Statistical analysis
Data on nymph-to-adult survival and on the acute toxicity bioassays were analysed using generalized linear mixed-effects models with binomial error (logit link function), because a binomial distribution is appropriate for modelling binary data (dead / alive). P-values for differences among experimental treatments were obtained by analyses of deviance (type II Wald chi-squared tests). For the nymph-to-adult survival model, “water treatment” (three levels: Co, F100, and F1000) was the main factor and “replicate nested in treatment” was the random effect. For the acute toxicity bioassay model, “water treatment” and “insecticide treatment” (three levels: TW, F-acute, P-acute) were the fixed factors together with their interactions, and “replicate” nested within the fixed factors was the random effect.
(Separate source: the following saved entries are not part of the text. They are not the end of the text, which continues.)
PR #11675, opened 2026-08-24
Fix AI cloning creatures that shrink under its own control

liamiak:
`CloneAi` ranks candidates with `evaluateCreature`, which reads live power and toughness. For a characteristic-defining creature those are computed under whoever controls it now, so an opponent's Nightmare scores as the 8/8 it is for them rather than the 0/0 it would be for us.

With Cryptoplasm out and the opponent holding a Nightmare and eight Swamps, the AI copies it, becomes a 0/0 and dies on the spot. Six cards reach this with nothing keeping them out of AI decks: **Artisan of Forms, Cephalid Facetaker, Cryptoplasm, Crystalline Resonance, Hulkling and Protean Thaumaturge**. The one flagged card on the path, Mindlink Mech, only ever sees creatures that crewed it.

## The check

#11690 already answers this for token copies: take an LKI copy, put it under our control, recheck statics on that card alone, and see whether a toughness-setting CDA leaves it alive. That is now `ComputerUtilCard.filterOutFatalCopies`, called from both `CopyPermanentAi` and `CloneAi`.

An earlier version of this PR claimed the value could not be worked out ahead of the fact and priced candidates with a one-play simulation instead. That was wrong on both halves — the LKI route works, and the simulation was gated behind `usesHybridSimulation`/`usesFullSimulation`, so on the default profile it skipped every CDA candidate rather than pricing one.

| Board | master | with this |
|---|---|---|
| Their Nightmare, only target | copies it, Cryptoplasm dies | keeps ours |
| Their Nightmare + a Serra Angel | copies Nightmare, dies | Serra Angel |
| Their Nightmare, we hold Swamps | Nightmare 8/8 | unchanged |

Known gap: cards choosing through `Choices$` rather than targeting — Vesuvan Doppelganger — resolve via `CloneEffect` and `chooseSingleEntityForEffect`, a path this does not touch.

Three tests, all driving `AiController` on the default profile; two fail without the fix. Full desktop suite: 360 tests, 0 failures.


tool4ever:
The idea is nice, but over-engineered in typical AI fashion :P

See my related implementation here: #11690
When that's merged feel free to turn it into a generic helper for such clone scenarios too

liamiak:
Done — thanks, your version is better than mine on two counts, not just smaller.

Lifted the check out of `CopyPermanentAi` into `ComputerUtilCard.filterOutFatalCopies`, and both call it now. `CopyPermanentAi` keeps its own `SetToughness` guard, since that one is about the copy effect overriding toughness rather than the candidate. Source went from 101 lines to 30, and the `GameSimulator` trigger-matching hunk went with the simulation it existed for.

The Shapiro-Wilk test was used to test the normality of the fecundity data and then analysed using a linear mixed-effects model fitted with restricted maximum likelihood, with “water treatment” (three leaves) and “reproductive interval” (seven levels) as a fixed factors and “replicate” nested within the fixed factors as random effect. The two main effects and the interaction term were fitted for this model.
A backward procedure was used to sequentially remove non-significant effects, allowing the identification of the most parsimonious model. All insect data were analysed using the statistical software R version “4.4.1-Race for Your Life” (R Core Team 2024) with the packages lme4 (Bates et al. 2015) and lmerTest (Kuznetsova et al. 2017).